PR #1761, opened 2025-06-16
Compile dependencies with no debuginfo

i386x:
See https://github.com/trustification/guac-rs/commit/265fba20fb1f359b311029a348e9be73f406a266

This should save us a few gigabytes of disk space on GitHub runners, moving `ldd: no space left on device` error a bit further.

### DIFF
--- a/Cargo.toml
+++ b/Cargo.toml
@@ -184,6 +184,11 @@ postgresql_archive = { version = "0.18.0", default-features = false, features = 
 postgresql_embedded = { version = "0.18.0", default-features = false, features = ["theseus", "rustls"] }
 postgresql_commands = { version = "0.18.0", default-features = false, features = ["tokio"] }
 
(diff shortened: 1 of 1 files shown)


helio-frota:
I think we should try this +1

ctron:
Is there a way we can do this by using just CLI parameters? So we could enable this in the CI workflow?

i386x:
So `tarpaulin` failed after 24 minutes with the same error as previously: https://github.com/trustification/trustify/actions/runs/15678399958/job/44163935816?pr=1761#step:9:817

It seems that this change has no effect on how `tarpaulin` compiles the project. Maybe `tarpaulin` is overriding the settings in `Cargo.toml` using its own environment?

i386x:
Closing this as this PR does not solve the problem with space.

--------------------

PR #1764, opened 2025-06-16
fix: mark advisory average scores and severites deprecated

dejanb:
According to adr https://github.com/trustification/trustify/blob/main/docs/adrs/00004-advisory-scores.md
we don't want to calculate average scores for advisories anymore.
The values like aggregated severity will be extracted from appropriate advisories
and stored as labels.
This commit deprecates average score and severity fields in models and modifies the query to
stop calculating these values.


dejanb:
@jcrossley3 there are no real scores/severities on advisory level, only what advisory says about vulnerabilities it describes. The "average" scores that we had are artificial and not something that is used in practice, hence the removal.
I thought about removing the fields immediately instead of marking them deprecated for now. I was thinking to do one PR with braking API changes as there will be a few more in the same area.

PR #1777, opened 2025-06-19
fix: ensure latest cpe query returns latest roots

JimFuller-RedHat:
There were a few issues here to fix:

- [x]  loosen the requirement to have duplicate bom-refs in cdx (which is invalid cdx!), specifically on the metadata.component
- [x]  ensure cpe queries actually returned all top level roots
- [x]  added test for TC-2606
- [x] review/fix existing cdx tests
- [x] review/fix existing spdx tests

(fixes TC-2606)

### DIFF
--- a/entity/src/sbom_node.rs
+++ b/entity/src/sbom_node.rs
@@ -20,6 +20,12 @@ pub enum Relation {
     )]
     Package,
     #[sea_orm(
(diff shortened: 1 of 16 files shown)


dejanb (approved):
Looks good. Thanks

--------------------

EXERCISE PROMPT: Report only how many lines in the entries contain "with".

EXERCISE RESPONSE: 4